Las proyecciones del Servicio Agrícola Exterior del Departamento de Agricultura de Estados Unidos (USDA) anticipan una nueva contracción productiva, aunque más moderada que la esperada para 2026. El principal problema no será la falta de eficiencia, sino la menor cantidad de vacas y cerdas reproductoras, después de varios años de ajuste y pérdidas para los productores.
El rodeo bovino sigue achicándose
En la ganadería vacuna, el ajuste continúa siendo profundo. El censo total de bovinos de China cayó 4,3% interanual al cierre del segundo trimestre de 2026, como consecuencia de un proceso de liquidación de vientres que comenzó a mediados de 2023. A los problemas de rentabilidad se sumaron, además, brotes de fiebre aftosa registrados durante 2026 en regiones productoras del norte del país.
La recuperación de los precios del ganado y los programas oficiales para impulsar la cría, la inseminación artificial y la mejora genética podrían frenar parcialmente la caída. Sin embargo, los productores todavía mantienen una posición cautelosa y la estructura productiva china limita una recuperación rápida. La elevada presencia de pequeños establecimientos y sistemas tradicionales dificulta un salto significativo de productividad.

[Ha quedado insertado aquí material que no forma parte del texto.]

PR #15, opened 2023-01-25
Gil [BIOIN-732] maintain order of original vcf

gilhornung:
Changed the way in which I concat the vcfs, such that the order of the contigs in the vcf's header will be maintained


test/unit/vcfbed/test_vcftools.py
```diff
@@ -189,3 +192,61 @@ def test_get_vcf_df_ignore_fields(self):
...
+                                                      header,
+                                                      output_vcf,
+                                                      tmpdir)
+        vcounts = []                                              
+        bcftools_out = subprocess.check_output(f"bcftools index -s {output_vcf}", shell=True)
+        bcftools_lines = bcftools_out.decode().strip().split("\n")
+        for line in bcftools_lines:
+            columns = line.split("\t")
+            vcounts.append(int(columns[2]))
+        print(vcounts)
```
ilyasoifer: Print?

test/unit/vcfbed/test_vcftools.py
```diff
@@ -189,3 +192,61 @@ def test_get_vcf_df_ignore_fields(self):
...
```
ilyasoifer: Print?

ugvc/vcfbed/vcftools.py
```diff
@@ -561,3 +563,47 @@ def genotype_ordering(num_alt: int) -> np.ndarray:
...
+    
+    Parameters
+    ----------
+    input_vcf: The main vcf which is being modified
+    new_data_json: A json file in the form {chromosome: vcf}, with the data that will be replaced in input_json
+    header_file: A file with a valid vcf header that will replace the current header. Make sure the new header fits
+                 the new data.
+    output_vcf: Name of the output vcf
+    tempdir: Name of temp dir
+    """
```
ilyasoifer, line 593: Can you add "Returns" please?

ugvc/vcfbed/vcftools.py
```diff
@@ -561,3 +563,47 @@ def genotype_ordering(num_alt: int) -> np.ndarray:
...
+    # Extract chromosome without imputation data, and reheader to fit the header of vcfs after imputation
+    untouched_contigs_vcf = os.path.join(tempdir, "untouched_contigs.vcf.gz")
+    subprocess.check_call(f"bcftools view -O z -o {untouched_contigs_vcf} -R {untouched_contigs_bed} {input_vcf}", shell=True)
+    untouched_contigs_rehead_vcf = os.path.join(tempdir, "untouched_contigs_rehead.vcf.gz")
+    subprocess.check_call(f"bcftools reheader -h {header_file} -o {untouched_contigs_rehead_vcf} {untouched_contigs_vcf}", shell=True)
+    # Merge
+    vcfs_to_merge = list(chrom2vcf.values())
+    vcfs_to_merge.append(untouched_contigs_rehead_vcf)
+    subprocess.check_call(f"picard MergeVcfs INPUT={' INPUT='.join(vcfs_to_merge)} OUTPUT={output_vcf}", shell=True)
+    subprocess.check_call(f"bcftools index -tf {output_vcf}", shell=True)
```
ilyasoifer, line 626: Are you sure that MergeVCFs does not generate index?

ugvc/vcfbed/vcftools.py
```diff
@@ -561,3 +563,47 @@ def genotype_ordering(num_alt: int) -> np.ndarray:
...
+            contigs_info[contig.name] = {"id": contig.id, "length": contig.length}
+    sorted_contigs = sorted(contigs_info.keys(), key=lambda k: contigs_info[k]["id"])
+    # bed file with the chromosomes that were not modified by imputation
+    untouched_contigs_bed = os.path.join(tempdir, "untouched_contigs.bed")
+    with open(untouched_contigs_bed, "w", encoding="utf-8") as regions_file:
+        sorted_contigs = sorted(contigs_info.keys(), key=lambda k: contigs_info[k]["id"])
+        for contig in sorted_contigs:
+            if contig not in chrom2vcf.keys():
+                regions_file.write(contig + "\t1\t" + str(contigs_info[contig]["length"]) + "\n")
+    # Extract chromosome without imputation data, and reheader to fit the header of vcfs after imputation
```
ilyasoifer, line 613: I think the issue (maybe) is that the imputation changes the header (it should not). Maybe this is the part that we should fix?

ilyasoifer (commented):
Hi, looks good, my main issue (like in the WDL part) is all the dealing with the header. Can you remind me why this is needed?

ugvc/vcfbed/vcftools.py
gilhornung: It does, but it is an old version of the index, and it does not support `bcftools index -s` which I use in the tests

ugvc/vcfbed/vcftools.py
gilhornung: I add more fields to the vcf, such as the PLs and GTs before the imputation (PL0, GT0 and GQ0) and the DS values that Beagle outputs. So there is a change of the header.

ugvc/vcfbed/vcftools.py
gilhornung: > Hi, looks good, my main issue (like in the WDL part) is all the dealing with the header. Can you remind me why this is needed?

When I modify the vcfs based on imputation I add new fields: The Beagle DS, the previous values of the PL, GT and GQ.

test/unit/vcfbed/test_vcftools.py
gilhornung: removed

ugvc/vcfbed/vcftools.py
gilhornung: Added

test/unit/vcfbed/test_vcftools.py
gilhornung: Fixed

ugvc/vcfbed/vcftools.py
ilyasoifer: But you use here `bcftools index -s`. I don't understand the claim

gilhornung: `bcftools index -s` uses an *existing* index to output statistics about the number of variants in each contigs. The test that I am running (unit test) uses `bcftools index -s`. The index that is produced by GATK does not support this option, so I have to recreate it using bcftools.
The time to generate the new index is negligible, so I don't see any added cost to this command.

ilyasoifer: OK, at least maybe add a comment to it?

ilyasoifer (approved):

Para 2027, el USDA proyecta una producción de 6,75 millones de toneladas de carne vacuna, frente a 6,78 millones estimadas para 2026 y muy por debajo de los 8,01 millones de 2025. El consumo también bajaría levemente hasta 10,34 millones de toneladas, afectado por una desaceleración de restaurantes y servicios gastronómicos.
La importación sostiene una oportunidad para Argentina
La menor producción no elimina la necesidad de importar. Por el contrario, China compraría 3,62 millones de toneladas de carne vacuna en 2027, según las estimaciones del USDA. Aunque el crecimiento sería moderado y el mercado seguirá condicionado por los contingentes arancelarios de salvaguardia vigentes desde 2026, el volumen confirma la enorme dependencia china del abastecimiento externo.
En ese escenario, Brasil conserva una posición ampliamente dominante: durante el primer semestre de 2026 concentró el 59,2% de las importaciones chinas de carne vacuna. Pero el dato que sigue de cerca la cadena ganadera argentina es que Argentina se ubicó en segundo lugar, con el 14,5% del mercado, por delante de Australia, que alcanzó una participación del 13,2%.

La brecha con Brasil muestra la magnitud del desafío, pero el segundo puesto también confirma que Argentina mantiene un lugar relevante en el mercado asiático.
El cerdo también retrocede, pero con otro impacto comercial
El ajuste productivo también alcanzará a la carne porcina. El número de cerdas reproductoras cayó 6,5% interanual hasta 37,8 millones de cabezas al cierre del segundo trimestre de 2026, una cifra cercana al objetivo oficial de 37,5 millones establecido por las autoridades chinas para regular la capacidad productiva.
Para 2027, el USDA proyecta una producción de 58,35 millones de toneladas, frente a 59,68 millones en 2026. También bajaría la faena, desde unos 730 millones de animales hasta 718,5 millones. Las mejoras en productividad compensarán parcialmente la menor cantidad de animales, impulsadas principalmente por grandes empresas integradas y una creciente concentración del sector.

China seguirá siendo una pieza central
La diferencia entre ambos negocios es clave para Argentina. Mientras el porcino chino puede absorber buena parte de su demanda con producción propia, la carne vacuna mantiene una brecha estructural entre la oferta interna y el consumo, lo que obliga al país asiático a seguir recurriendo al mercado internacional.
Para la cadena argentina, el desafío será conservar el segundo lugar frente a una competencia cada vez más intensa. Una menor producción china puede sostener la demanda importadora, pero Brasil seguirá siendo el rival dominante. En 2027, la evolución del rodeo chino, las restricciones comerciales y el comportamiento del consumo definirán cuánto espacio seguirá teniendo Argentina en su principal mercado de exportación de carne vacuna.